To solve this problem, we decided to use a 'voting' system where we find the 20 images most similar to our image of interest, and have all images vote on the nouns that appear most commonly in their surrounding text. The most commonly appearing words will be the tags we assign to the image. Despite some computational hurdles selecting the 20 most similar images from a set of 1 million, we were able to achieve this goal. Along the way, we encountered several interesting problems.

Similar images
For all images, similar images are displayed
  1. Spelling was a particularly difficult issue. The OCR algorithms that were state of the art back in 2007-2008 are now obsolete, so a sizable portion of our digitised text was misspelled / transcribed incorrectly. We used a pretty complicated decision tree to fix misspelled words. In a nutshell, it amounted to finding the word that a) is most common across British English literature and b) has the smallest edit distance relative to our misspelled word. Edit distance is the fewest number of edits (additions, deletions, substitutions) needed to transform one word into another.
  2. Words come in various forms (e.g. ‘interest’, ‘interested’, ‘interestingly’) and these forms have to be resolved into one “stem” (in this case, ‘interest’). Luckily, natural language toolkits have stemmers that do this for us. It doesn’t work all the time (e.g. ‘United States’ becomes ‘United St’ because ‘ates’ is a common suffix) but we can use various modes of spell-check trickery to fix these induced misspellings.
  3. About 5% of our books are in French, German, or Spanish. In this first iteration of the project we wanted to stick to English tags, so how do we detect if a word is English or not? We found that checking each misspelled (in English) word against all 3 foreign dictionaries would be extremely computationally intensive, so we decided to throw out all misspelled words for which the edit distance to the closest English word was greater than three. In other words, foreign words are very different from real English words, unlike misspelled words which are much closer.
  4. Several words appear very frequently in all 11 categories of images. These words were ‘great’, ‘time’, ‘large’, ‘part’, ‘good’, ‘small’, ‘long’, and ‘present’. We removed these words as they would be uninformative tags.

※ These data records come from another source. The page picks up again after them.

PR #1038, opened 2023-02-24
Bump OTel to 1.4.0

Kielek:
## Changes

* Bump OTel 1.4.0 together with non-Core packages.
* `Exporter.Instana` was pinned to 1.3.2. For now it is referencing net4.6.1
* Adjust tests.
* Tests executed only against netcoreapp3.1 are executed also on net7.0 and net6.0 (projects referencing OTel 1.4.0).

For significant contributions please make sure you have completed the following items:

* [x] Appropriate `CHANGELOG.md` updated for non-trivial changes
* ~~[ ] Design discussion issue #~~
* ~~[ ] Changes in public API reviewed~~

PR #1069, opened 2023-03-10
[Exporter.Geneva] Update GenevaMetricExporter to export Exemplars

utpilla:
## Changes
- Update GenevaMetricExporter serialization
- Export exemplars
- GenevaExporter to depend on `1.5.0-alpha.1` version of OpenTelemetry SDK

TODO:
- Cleanup code
- Update unit tests
- Update benchmark


src/OpenTelemetry.Exporter.Geneva/Metrics/GenevaMetricExporter.cs
```diff
@@ -181,52 +186,49 @@ public override ExportResult Export(in Batch<Metric> batch)
...
-                                MetricData min = ulongZero;
-                                MetricData max = ulongZero;
-                                if (metricPoint.TryGetHistogramMinMaxValues(out var minValue, out var maxValue))
-                                {
-                                    min = new MetricData { UInt64Value = Convert.ToUInt64(minValue) };
-                                    max = new MetricData { UInt64Value = Convert.ToUInt64(maxValue) };
-                                }
-
-                                var bodyLength = this.SerializeHistogramMetric(
+                                _ = metricPoint.TryGetHistogramMinMaxValues(out double min, out double max);
```
cijothomas, line 219: if min max is not available, dont we need ulongZero to be written?

build/Common.props
```diff
@@ -34,7 +34,7 @@
     <MicrosoftPublicApiAnalyzersPkgVer>[3.3.3]</MicrosoftPublicApiAnalyzersPkgVer>
     <MicrosoftSourceLinkGitHubPkgVer>[1.1.1,2.0)</MicrosoftSourceLinkGitHubPkgVer>
     <OpenTelemetryCoreLatestVersion>[1.4.0,2.0)</OpenTelemetryCoreLatestVersion>
-    <OpenTelemetryCoreLatestPrereleaseVersion>[1.4.0,2.0)</OpenTelemetryCoreLatestPrereleaseVersion>
+    <OpenTelemetryCoreLatestPrereleaseVersion>[1.5.0-alpha.1]</OpenTelemetryCoreLatestPrereleaseVersion>
```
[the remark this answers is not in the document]
utpilla: There are no other projects referencing this version. They were updated to depend on the latest stable version in #1038

src/OpenTelemetry.Exporter.Geneva/Metrics/GenevaMetricExporter.cs
utpilla: Yes, it would serialize them as zero. If `TryGetHistogramMinMaxValues` returns false, min and max would be set to zero.

cijothomas: mm.. Is that a contract or relying on the internal implementation details on OTel sdk? I think its wrong to rely on the min, max if TryGet fails.

utpilla: That should be considered a breaking change from the SDK standpoint: https://github.com/open-telemetry/opentelemetry-dotnet/blob/main/src/OpenTelemetry/Metrics/MetricPoint.cs#L328-L329

cijothomas: I am not sure if that is the case. Once it returned false, callers should not be relying on the values on the out parameters.

src/OpenTelemetry.Exporter.Geneva/Metrics/GenevaMetricExporter.cs
```diff
@@ -484,6 +486,384 @@ internal static void DisableOpenTelemetrySdkMetricNameValidation()
...
+            {
+                dimensionsWritten += this.prepopulatedDimensionsCount;
+            }
+
+            // Serialize MetricPoint Dimension keys
+            foreach (var tag in tags)
+            {
+                if (tag.Key.Length > MaxDimensionNameSize)
+                {
+                    // TODO: Data Validation
```
cijothomas, line 565: this is same as existing behavior right? i.e e drop whole metric due to excess key?

src/OpenTelemetry.Exporter.Geneva/Metrics/GenevaMetricExporter.cs
```diff
@@ -484,6 +486,384 @@ internal static void DisableOpenTelemetrySdkMetricNameValidation()
...
+
+            if (exemplars.Length > 0)
+            {
+                MetricSerializer.SerializeByte(this.buffer, ref bufferIndex, (byte)PayloadType.Exemplars);
+
+                // Get a placeholder to add the payloadType length
+                payloadTypeStartIndex = bufferIndex;
+                bufferIndex += 2;
+
+                MetricSerializer.SerializeByte(this.buffer, ref bufferIndex, 0); // version
```
cijothomas, line 814: nit: consider moving these to a const elsewhere.

src/OpenTelemetry.Exporter.Geneva/Metrics/GenevaMetricExporter.cs
```diff
@@ -484,6 +486,384 @@ internal static void DisableOpenTelemetrySdkMetricNameValidation()
...
+
+                var exemplarsCount = 0;
+                foreach (var exemplar in exemplars)
```
cijothomas, line 817: lets add a TODO to avoid this dual iteration, and instead backfill the count

src/OpenTelemetry.Exporter.Geneva/Metrics/GenevaMetricExporter.cs
utpilla: I can explicitly set them to zero if the method returns false, but I do think the SDK should not change the behavior of this public API when it returns false. Also, it doesn't make sense for the SDK to assign to them any value other than the default value of zero when it returns false.

src/OpenTelemetry.Exporter.Geneva/Metrics/GenevaMetricExporter.cs
```diff
@@ -500,6 +880,99 @@ private void SerializeHistogramBucket(in HistogramBucket bucket, ref int bufferI
...
+            MetricSerializer.SerializeUInt64(this.buffer, ref bufferIndex, Convert.ToUInt64(lastExplicitBound + 1));
+        }
+
+        MetricSerializer.SerializeUInt32(this.buffer, ref bufferIndex, Convert.ToUInt32(bucket.BucketCount));
+    }
+
+    [MethodImpl(MethodImplOptions.AggressiveInlining)]
+    private void SerializeExemplar(Exemplar exemplar, ref int bufferIndex)
+    {
+        MetricSerializer.SerializeByte(this.buffer, ref bufferIndex, 0); // version
```
cijothomas, line 902: this is separate version? We write a version just before calling SerializeExemplar

utpilla: Yeah we have to serialize the same version multiple times. Once for the exemplar list, and then one for each individual exemplar. The version value is going to be zero for now. It might change in future.

src/OpenTelemetry.Exporter.Geneva/Metrics/GenevaMetricExporter.cs
```diff
@@ -500,6 +880,99 @@ private void SerializeHistogramBucket(in HistogramBucket bucket, ref int bufferI
...
+        {
+            MetricSerializer.SerializeFloat64(this.buffer, ref bufferIndex, value); // serialize double value
+        }
+
+        var bufferIndexForNumberOfLabels = bufferIndex;
+        MetricSerializer.SerializeByte(this.buffer, ref bufferIndex, 0); // serialize zero as the count of labels; this would be updated later if the exemplar has labels
+        bool hasLabels = exemplar.FilteredTags != null && exemplar.FilteredTags.Count > 0;
+        byte numberOfLabels = 0;
+
+        var unixNanoSeconds = DateTime.FromFileTimeUtc(exemplar.Timestamp.ToFileTime())
```
cijothomas, line 933: good to extract to a helper method.

src/OpenTelemetry.Exporter.Geneva/Metrics/GenevaMetricExporter.cs
```diff
@@ -500,6 +880,99 @@ private void SerializeHistogramBucket(in HistogramBucket bucket, ref int bufferI
...
+            MetricSerializer.SerializeInt64AsBase128(this.buffer, ref bufferIndex, valueAsLong); // serialize long value
+        }
+        else
+        {
+            MetricSerializer.SerializeFloat64(this.buffer, ref bufferIndex, value); // serialize double value
+        }
+
+        var bufferIndexForNumberOfLabels = bufferIndex;
+        MetricSerializer.SerializeByte(this.buffer, ref bufferIndex, 0); // serialize zero as the count of labels; this would be updated later if the exemplar has labels
+        bool hasLabels = exemplar.FilteredTags != null && exemplar.FilteredTags.Count > 0;
```
cijothomas, line 930: nit; move hasLabels to further below, closer to the actual place where it is used.

src/OpenTelemetry.Exporter.Geneva/Metrics/GenevaMetricExporter.cs
utpilla: I don't think we can avoid it. The count field doesn't have a predefined size. It could be anywhere from 1 to 9 bytes. So we need to know the count beforehand.

src/OpenTelemetry.Exporter.Geneva/Metrics/GenevaMetricExporter.cs
utpilla: This follows the existing behavior but the existing behavior is not to drop the metric. We simply serialize the tag key to the buffer and if the whole payload length is still under 64KB, we export it. It's then up to the downstream systems to handle it.

src/OpenTelemetry.Exporter.Geneva/Metrics/GenevaMetricExporter.cs
utpilla: This is the only method that needs it 😄

cijothomas (approved):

In the end, we ended up with between 10 and 20 tags for each image. We estimate that between 30% and 50% of the tags convey some information about the image, and the other ones are circumstantial. Even at this stage, it has been immensely helpful in some of the searches we’ve done already (check out “bird”, “dog”, “mine”, “circle”, and “arch” as examples). We are actively looking for suggestions to improve our tagging accuracy. Nevertheless, we’re extremely excited that images now have useful annotations attached to them!

SherlockNet Interface

Sherlocknet-interface
SherlockNet Interface

For the past few weeks we’ve been working on the incorporation of ~20 million tags and related images and uploading them onto our website. Luckily, Amazon Web Services provides comprehensive computing resources to take care of storing and transferring our data into databases to be queried by the front-end.

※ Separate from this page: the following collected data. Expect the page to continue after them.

PR #1080, opened 2023-03-14
Removing automatic service name from Lambda instrumentation

ehornby:
## Changes

Adding a `ServiceNameOverride` property to `AwsLambdaInstrumentationOptions` for instances where desired service name is different than Lambda function name.

* [X] Changes in public API reviewed


Kielek:
@Oberon00, could you please review?
@ehornby, if the changes will be approved, we need record in CHANGELOG.md.

src/OpenTelemetry.Instrumentation.AWSLambda/TracerProviderBuilderExtensions.cs
```diff
@@ -55,7 +55,11 @@ public static class TracerProviderBuilderExtensions
         builder.AddSource(AWSLambdaWrapper.ActivitySourceName);
         builder.SetResourceBuilder(ResourceBuilder
```
Oberon00, line 56: I don't think this is necessary or even very useful: Using the new API introduced in open-telemetry/opentelemetry-dotnet#2909 + open-telemetry/opentelemetry-dotnet#3307, one can override the service more easily already.

But: It would be good if this call here could also be changed to use  `ConfigureResource` instead of `SetResourceBuilder`, so it does not reset any other resources set before it.

Oberon00 (changes requested):

src/OpenTelemetry.Instrumentation.AWSLambda/TracerProviderBuilderExtensions.cs
ehornby: @Oberon00 Completely agree - there are fine existing ways to override the service name as is, I'm currently using the `ConfigureResource` API in existing implementations. 

Where I saw value here was in the lack of clarity that such an override is necessary in the first place, if one required their service name to differ from the Lambda function name. [Documentation](https://opentelemetry.io/docs/concepts/sdk-configuration/general-sdk-configuration/) indicates that setting the `OTEL_SERVICE_NAME` environment variable (or injecting attributes via `OTEL_RESOURCE_ATTRIBUTES`) should set the `service.name` attribute as desired, but that didn't seem to be what happened in practice. 

I didn't find it immediately clear anywhere that behavior is different with Lambdas using this package, so this change wasn't intended to add functionality so much as just clarity.

Oberon00: This is currently still in beta, so we may break things. I think that this overrides an explicitly set OTEL_SERVICE_NAME is a bug. IMHO, it would be good to completely remove setting the service name here, and we can maybe later add it back under a dedicated off-by-default option (or even just provide an API that returns the function name for users to set as service name themselves)

ehornby: It certainly seems more like a bug than intended behaviour, for sure. 

I'm happy to repurpose this PR to remove the functionality that sets the service name, if you'd like?

Oberon00: I think that would be a better solution for the problem you describe. Thank you!

src/OpenTelemetry.Instrumentation.AWSLambda/CHANGELOG.md
```diff
@@ -6,6 +6,8 @@
   ([#626](https://github.com/open-telemetry/opentelemetry-dotnet-contrib/pull/626))
 * Removes `AddAWSLambdaConfigurations` method with default configure parameter.
   ([#943](https://github.com/open-telemetry/opentelemetry-dotnet-contrib/pull/943))
+* BREAKING (behavior): `AddAWSLambdaConfigurations` no longer initially calls `AddService`
```
Oberon00, line 9:
```suggestion
* BREAKING (behavior): `AddAWSLambdaConfigurations` no longer calls `AddService` 
```

Oberon00 (approved):

Kielek (approved):
LGTM, per discussion in this PR.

In order to make searching easier we’ve also added functionality to automatically include synonyms in your search. For example, you can type in “lady”, click on Synonym Search, and it adds “gentlewoman”, “ma'am”, “madam”, “noblewoman”, and “peeress” to your search as well. This is particularly useful in a tag-based indexing approach as we are using.

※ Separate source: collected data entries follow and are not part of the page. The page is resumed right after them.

PR #1087, opened 2023-03-16
Add xray context as link, not parent

johnbley:
## Changes

Per https://github.com/open-telemetry/opentelemetry-specification/blob/main/specification/trace/semantic_conventions/instrumentation/aws-lambda.md#aws-x-ray-environment-span-link we should be adding the AWS X-ray context as a span link, not setting the parent context.


Kielek:
@johnbley, please add record to CHANGELOG.md

Oberon00:
This spec  does not say that no parent should be created. It just says that a link should be created. IMHO, the X-Ray parent may be helpful in many cases. What should probably be changed is to _additionally_ add a link even if a different propagation mechanism was used for the parent (ideally with option to disable).

Oberon00:
A clarification would be appreciated, but actually I think it is very strange to forbid using X-Ray as parent. In case it isn't clear: That environment variable AFAIK is reset by the AWS Lambda runtime on every request and tells you the parent span. So it is not really some kind of "background context" but actually the parent you want if you use X-Ray.

tsloughter:
@Oberon00 since it is an environment variable I don't think it can be updated for each event/request. It can only be set on start, while executions of the handler can happen many times for each start.

Oberon00:
@tsloughter You are mistaken. The environment variable is updated in-process based on information read from the request. This is also explained in the docs https://docs.aws.amazon.com/lambda/latest/dg/configuration-envvars.html#configuration-envvars-runtime:

> _X_AMZN_TRACE_ID – The [X-Ray tracing header](https://docs.aws.amazon.com/lambda/latest/dg/services-xray.html). This environment variable is not defined for custom runtimes (for example, runtimes that use the provided or provided.al2 identifiers). You can set _X_AMZN_TRACE_ID for custom runtimes using the Lambda-Runtime-Trace-Id response header from the [Next invocation](https://docs.aws.amazon.com/lambda/latest/dg/runtimes-api.html#runtimes-api-next).

E.g. here is the .NET implementation:

* Setter for the envvar: https://github.com/aws/aws-lambda-dotnet/blob/83fdc802f2b8a6db212600a1cbc0c83fac259076/Libraries/src/Amazon.Lambda.RuntimeSupport/Context/LambdaEnvironment.cs#L74-L77
* Call to the setter when a LambdaContext is constructed (per-request argument to the handler): https://github.com/aws/aws-lambda-dotnet/blob/83fdc802f2b8a6db212600a1cbc0c83fac259076/Libraries/src/Amazon.Lambda.RuntimeSupport/Context/LambdaContext.cs#L54

tsloughter:
@Oberon00 thanks. Well that just confuses me even more, haha. I was waiting on a response to find out in what cases it sets it. I'm guessing my spec update will be to say that it should be used as a link and optionally as the parent. AWS and Lambda are blowing my mind with the many ways context can be propagated :)

Oberon00:
Well yes. It would be simpler to not introduce the link, and if somebody wants X-Ray, they use it as parent, as it is now in this implementation.

srprash:
Hello @tsloughter and @Oberon00 
Sorry for being late to the party. 😉 

I can give a bit of background on how tracing works when a Lambda function is invoked. If there is an incoming trace context on the function invocation, then this trace context is set as the `_X_Amzn_Trace_Id` environment variable. This trace context is in X-Ray format and contains the traceId, parentId, and sampling flag. 
This trace context from the environment variable should be the parent for any span created within the function. And this is the expected behavior for the X-Ray users. Adding this context as a link instead of the parent would likely result in a broken trace for these users. It may work fine for the tracing solutions that can process links.
I think Christian's [suggestion](https://github.com/open-telemetry/opentelemetry-dotnet-contrib/pull/1087#issuecomment-1473541471) is probably the way to go here.

Question: If the incoming context from the environment variable is set only as a link, then what would be the parent context? What if the link and parent context are different in some cases?

Oberon00:
@tsloughter As you were involved in the design of this, maybe you want to answer that question?

> Question: If the incoming context from the environment variable is set only as a link, then what would be the parent context? What if the link and parent context are different in some cases?

I would think that there would be no parent in that case, and that the link and parent context are different in some (or even most) cases would be expected and normal.

Oberon00:
> Yes, my understanding is they will always be different but share a trace id. 

I don't think they usually will. Consider a Lambda called via a function URL (or API gateway). The parent will be read from the HTTP traceparent+tracestate headers contained in the event. However, as far as I know, X-Ray will not interpret these headers and thus will create an independent root span that it injects into the X-Ray envvar.

I don't know if that assumption is true. If X-Ray does interpret the HTTP headers (either in the API gateway or Lambda monitoring), then they might have the same trace ID.

johnbley:
OK, where did the specification discussion here land?  Happy to update this in any direction that is generally agreed on.

tsloughter:
This isn't stale.

Working on an update to the spec and then this PR will be updated.

tylerbenson:
Looks like this got lost.  Is there still confusion in the spec?  To me it sounds like this was implementing the updated spec correctly.

Regarding @Oberon00's discussion above...
* if there is an existing trace propagated from the remote call, then the span link would share the same trace id
* if there is no existing trace, xray would start a new trace and otel would start a separate trace linking to xray's span.

PR #1092, opened 2023-03-18
[Extensions.AWSXray] Replace Newtonsoft.Json with System.Text.Json

wjrogers:
## Changes

Replace OpenTelemetry.Contrib.Extensions.AWSXRay's Newtonsoft.Json dependency with System.Text.Json. When targeting newer runtimes, this effectively removes the dependency because System.Text.Json is part of the base class library.

There are no changes to the public API, and test coverage of the affected code looks good.


src/OpenTelemetry.Contrib.Extensions.AWSXRay/OpenTelemetry.Contrib.Extensions.AWSXRay.csproj
Kielek, line 1: Changes should be documented in CHANGELOG.md

srprash (approved):

Kielek (approved):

As our data gets uploaded over the coming days, you should begin to see our generated tags and related images show up on the Flickr website. You can click on each image to view it in more detail, or on each tag to re-query the website for that particular tag. This way users can easily browse relevant images or tags to find what they are interested in.

Each image is currently captioned with a default description containing information on which source the image came from. As Luda finishes up his captioning, we will begin uploading his captions as well.

We will also be working on adding more advanced search capabilities via wrapper calls to the Flickr API. Proposed functionality will include logical AND and NOT operators, as well as better filtering by machine tags.

Captioning

As mentioned in our previous post, we have been experimenting with techniques to automatically caption images with relevant natural language captions. Since an Artificial Intelligence (AI) is responsible for recognising, understanding, and learning proper language models for captions, we expected the task to be far harder than that of tagging, and although the final results we obtained may not be ready for a production-level archival purposes, we hope our work can help spark further research in this field.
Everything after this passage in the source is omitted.